2. Adjust the left side moving bar on the left side until the left side bar just blends in with the black around it, and no further. You will have to go back and forth with the Black level and White level adjustments to get them both just right. Use previous and next menu controls on your DVD remote for navigation. OK, the black and white levels are done it is time to adjust color.
3. Enter service menu a. Turn TV OFF. b. On remote press (all within 1 second of each other) i. DISPLAY (INFO), ii. 5, iii. VOLUME + And iv. POWER. c. Press 1 repeatedly until ROFF is displayed in upper right corner.

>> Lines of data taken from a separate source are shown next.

PR #172, opened 2018-11-16
Use kube-proxy config from configmap

corest:
I also moved kubeconfigs into separate folder to not mess up the things with mounting separate files into same folder

### DIFF
--- a/templates/master.yaml.tmpl
+++ b/templates/master.yaml.tmpl
@@ -2032,8 +2032,8 @@ storage:
 
             # create kube-proxy configmap
             while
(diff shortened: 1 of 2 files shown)


templates/master.yaml.tmpl
```diff
@@ -2013,6 +2030,33 @@ storage:
                 done
             done
 
+            # create kube-proxy configmap
```
corest: I changed this so that configmap is create or updated if exists

templates/master.yaml.tmpl
```diff
@@ -2013,6 +2030,33 @@ storage:
...
+                while
+                    /usr/bin/docker run --net=host --rm -v /srv:/srv $KUBECTL apply -f /srv/$manifest
+                    [ "$?" -ne "0" ]
+                do
+                    echo "failed to apply /srv/$manifest, retrying in 5 sec"
+                    sleep 5s
+                done
+            done
+
+            # restart ds to apply config from configmap
```
corest: restarting ds to force getting updated cm

PR #173, opened 2018-11-18
Setup aws vpn machine for china regions

calvix:
add VPN-instance module which is used for China regions to have private bastions

password for now in  envs same as token, in future we should move to encrypted file in installations

### DIFF
--- a/modules/aws/vpn_instance/vpn-instance.tf
+++ b/modules/aws/vpn_instance/vpn-instance.tf
@@ -34,6 +34,15 @@ resource "aws_instance" "vpn_instance" {
   }
 }
 
+resource "aws_eip" "vpn_eip" {
+  vpc      = true
+}
+
+resource "aws_eip_association" "vpn_eip" {
+  instance_id   = "${aws_instance.vpn_instance.id}"
+  allocation_id = "${aws_eip.vpn_eip.id}"
+}
+
 resource "aws_security_group" "vpn_instance" {
   name   = "${var.cluster_name}-vpn-instance"
   vpc_id = "${var.vpc_id}"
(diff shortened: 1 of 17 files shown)


modules/aws/vpn_instance/vpn-instance.tf
```diff
@@ -0,0 +1,134 @@
...
+resource "aws_route53_record" "vpn_instance" {
+  count   = "${var.route53_enabled ? 1 : 0}"
+  zone_id = "${var.dns_zone_id}"
+  name    = "vpn-instance${count.index + 1}"
+  type    = "A"
+
+  # Add "public_ip" or "private_ip" depending on "with_public_access" parameter.
+  records = ["element(aws_instance.vpn_instance.*.public_ip, count.index)"]
+  ttl     = "300"
+}
```
calvix: this probably doesn't make sense now, but can be useful for future when route53 is available in China

templates/vpn.yaml.tmpl
```diff
@@ -0,0 +1,140 @@
...
+          #!/bin/bash 
+          while ! curl --connect-timeout 5 http://169.254.169.254 >/dev/null; do sleep 1s; echo "waiting for vpc endpoint"; done;
+
+          PRIVATE_IP=$(curl http://169.254.169.254/latest/meta-data/local-ipv4) 
+          PUBLIC_IP=$(curl http://169.254.169.254/latest/meta-data/public-ipv4)
+
+          sed -i "s/__PRIVATE_IP__/${PRIVATE_IP}/g" /etc/strongswan/vpn-config.conf /etc/strongswan/ipsec.secrets /opt/bin/setup-iptables
+          sed -i "s/__PUBLIC_IP__/${PUBLIC_IP}/g" /etc/strongswan/vpn-config.conf /etc/strongswan/ipsec.secrets
+
+          echo "Files /etc/strongswan/vpn-config.conf /etc/strongswan/ipsec.secrets succesfully templated."
```
calvix: templating ipsec config and iptable rules, as this configs require the private and public ip info we don't have at time when terraform ignition is rendered

calvix:
some extra info:
https://github.com/giantswarm/adidas/issues/356#issuecomment-439686486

d. Press 6 to change data value from 1 to 0. e. Press 1 again to get to GOFF. f. Press 6 to change data from 1 to 0. Adjust both the Saturation (Color, Chroma) and Hue (Tint) at the same time. Hold the blue filter
across both eyes.
4. Un-pause the video. 5. First, adjust the Color (the outside two bars) to as closely as possible match the background. One way to think about it is they should stop flashing. 6. Now adjust the Tint in the exact same way. This is a very intuitive adjustment, which is one of the strengths of the Avia color adjustment. 7. Switch back and forth from color to tint until flashing is at a minimum on all of the squares. Done!

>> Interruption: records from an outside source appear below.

PR #175, opened 2018-11-21
remove test password for VPN

calvix:
I somehow forget to remove a test password from the variable files. 
Real password is now set via TF_VAR_xx  in `envs.sh` and is encrypted via opsctl.

### DIFF
--- a/platforms/aws/giantnetes/variables.tf
+++ b/platforms/aws/giantnetes/variables.tf
@@ -265,12 +265,10 @@ variable "external_ipsec_public_ip_1" {
   default     = "95.179.153.65"
 }
 
-## generation needs to be set somewhere else
-## for now just test password
+## vpn password
 variable "external_ipsec_password" {
   description = "shared password for ipsec connection"
   type        = "string"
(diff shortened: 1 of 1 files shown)


platforms/aws/giantnetes/variables.tf
```diff
@@ -265,12 +265,10 @@ variable "external_ipsec_public_ip_1" {
   default     = "95.179.153.65"
 }
 
-## generation needs to be set somewhere else
-## for now just test password
+## vpn password
 variable "external_ipsec_password" {
   description = "shared password for ipsec connection"
   type        = "string"
-  default     = "XHJYW67%45#0KJU(*56dvgyH(*$%$#TRi*G^^rxWEY"
```
tuommaki: So just to make sure: This is not used anywhere atm. (i.e. no revocation/change needed)?

calvix: Yeah, I used this when testing stuff,  but final installaion on giraffe has different password. You can easily check in installation repo by running `opsctl show secret -i terraform-secrets.yaml -k Terraform.VPNPassword`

2. There should be 11 steps of gray, from black to white. Count them. 3. Pause the DVD.
4. Make sure Contrast is not set too high or your upper white/grays will blend together and become the same. Also, notice that adjusting your Brightness affects this. Contrast (white level) is a crucial setting that determines the difference between light and dark images. The goal is to have a high contrast ratio. The problem is, if set too high, your higher brightness levels will all be white and all dark levels will all be black. Contrast, especially, can cause color shifts, which are more apparent on the white end of the scale. Your higher white levels may take on a bit of color, which is not good, so you need to adjust contrast for maximum dynamic range of your image without "white crush" (whites too white), "loss of shadow detail" (blacks too black) or any color shifting.